The fix is to stop treating generation as a one-time event. Wire it to your push workflow. Every time code changes, the README should regenerate and open a PR for review.

# Conceptual CI step
on: [push]
jobs:
  docs:
    runs-on: ubuntu-latest
    steps:
      - uses: pushpen/readme-action@v1
        with:
          github_token: ${{ secrets.GITHUB_TOKEN }}

We have written more about this approach in how to keep your README updated. The short version is that automation is the only strategy that scales.

Evaluating a Generated README

Not all README generators produce good output. Here is what to check:

  1. Does it understand your language? — A Python generator should know about setup.py and requirements.txt.
  2. Does it include the quick start? — The most-read section of any README should never be missing.
  3. Is the tone appropriate? — Internal tools need different language than open-source libraries.
  4. Can it score your existing README? — Use a tool like the README grader to benchmark your current docs before and after generation.

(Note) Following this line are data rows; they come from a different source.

PR #1387, opened 2022-12-13
Ensure IPLC pickup location code is uppercase

corylown:
We're seeing an issue where pickup location codes are not populated in reshare and suspect it is because they're being sent as `STA_green` instead of `STA_GREEN`


jcoyne (approved):
Feel free to merge, but this seems like the type of change that could benefit from a test.

corylown:
@jcoyne I had the same thought -- I'll merge this and see about some docs/tests.

PR #1389, opened 2022-12-13
Add comments and tests for SubmitIplcListenerJob::IplcWrapper

corylown:
There were previously copied/duplicate tests from `SubmitReshareRequestJob::ReshareVufindWrapper` in `spec/jobs/submit_iplc_listener_job_spec.rb`, which I've replaced with tests for the class that exists there. Also adds a comment about how to convert Symphony location codes to ReShare location codes.


jcoyne (changes requested):
Do these tests and documentation cover the need for the upcase?  I'm not sure I see it.

corylown:
@jcoyne `underscore` returns the lowercase form of the string (https://apidock.com/rails/String/underscore). Maybe it would be more direct to use `.tr('-', '_')`

jcoyne (approved):

PR #2631, opened 2025-01-30
Remove unused routes for feedback

jcoyne:
We only need the post route


app/views/shared/_sul_header.html.erb
```diff
@@ -21,19 +21,17 @@
         <li>
           <%= link_to t('.my_account'), "https://mylibrary.stanford.edu/" %>
         </li>
-        <% unless current_page?(feedback_form_path) %>
```
jcoyne, line 24: This path is for a POST route, which never returns HTML. The condition could never be met.

PR #2646, opened 2025-03-31
update service points to account for patron group

### LINKED ISSUE #2641: Restrict groups from selecting GSB or Law as a pickup location
These groups should not see GSB as a pickup destination:
```
lane-guest
law-alumni
law-guest
sul-guest
sul-contractprograms
sul-short-term
visitor
```

These groups should not see Law as a pickup destination:
```
lane-guest
bus-guest
sul-guest
sul-contractprograms
sul-short-term
visitor
```

@saseestone may add more

dnoneill:
closes #2641


cbeer:
I'm curious what happens if an ineligible user tries to page something that can only be delivered to the one service point (e.g. `BUS-SAL3-PAGE-BU`: https://searchworks.stanford.edu/view/10012542). Do we need a specific error message for them?

dnoneill:
@cbeer Right now this only addresses the drop down (i.e. when the user can choose their service point). I haven't been able to test what happens. My assumption is there is specific user rules on things coming from a specific location but I definitely could be wrong. Right now the test users we have aren't working.

dnoneill:
@cbeer I checked with Sarah. The two examples you pointed out need their own ticket because we need design from Sarah and Darcy. Sarah said this one is okay to go forward since the other two are going to be their own ticket.

app/models/patron_request.rb
```diff
@@ -550,7 +550,9 @@ def default_pickup_service_point
   # Returns default service point codes for all requests
   # @return [Array<String>]
   def default_pickup_service_points_codes
-    Folio::Types.service_points.where(is_default_pickup: true).map(&:code)
+    Folio::Types.service_points.where(is_default_pickup: true).reject do |service_point|
+      service_point.cant_pick_up.include?(patron.patron_group_name)
```
cbeer, line 554: I think this filtering belongs in `#pickup_destinations`, where we're already doing filtering for true visitors. The method (and its comment) suggest to me that it is supposed to get the default service points regardless of the request.

cbeer (changes requested):

app/models/patron_request.rb
cbeer: Ok, I can try a PR with my idea. Maybe there's a reason you needed to introduce the logic here that I'm not getting.

dnoneill: Thanks.

app/models/folio/service_point.rb
```diff
@@ -25,6 +25,10 @@ def self.from_dynamic(json)
           is_default_for_campus: json.dig('details', 'isDefaultForCampus'))
     end
 
+    def cant_pick_up
```
taylor-steve, line 28: What do you think about renaming this (and the settings)? I find the name slightly confusing in the context of usage. I wouldn't know what to expect in return from `destination.cant_pick_up` without looking at the implementation details.

Maybe `excluded_pickup_groups` (`excluded_for_pickup_groups`?) or `excluded_pickup_groups_codes`?

Sub your favorite synonym in: `forbidden`, `disallowed`, `unpermitted`, etc...

dnoneill: Done

dnoneill: Something got messed up. Don't merge

dnoneill: Okay fixed. I forgot to pull down changes after I merged Chris' PR. should be fixed.

PR #2653, opened 2025-04-09
Add chrome arguments to JS driver

taylor-steve:
Testing fix for: https://github.com/teamcapybara/capybara/issues/2800


taylor-steve:
Sure. For reference here's the chromedriver issue: https://issues.chromium.org/issues/402796660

README as Living Documentation

The end goal is not a one-time README you generate and forget. It is a README that updates itself as your project evolves. Pushpen connects to your GitHub repo, analyzes every push, and keeps your README synchronized with your actual codebase. The result is documentation that stays accurate without anyone having to remember.

Generate your README for free and see what your code reveals about itself.

Frequently Asked Questions

Can AI really write an accurate README from code alone?

It is good at extracting facts: project metadata, dependencies, scripts, and structure. It struggles with high-level "why" and "who is this for" — fill those in manually. The best approach is AI generation plus human review.

How is Pushpen different from running an LLM prompt?

Running a prompt gives you a one-time snapshot. Pushpen monitors your repository continuously and regenerates documentation when the code changes. It also scores your existing docs with the README grader so you can track improvements.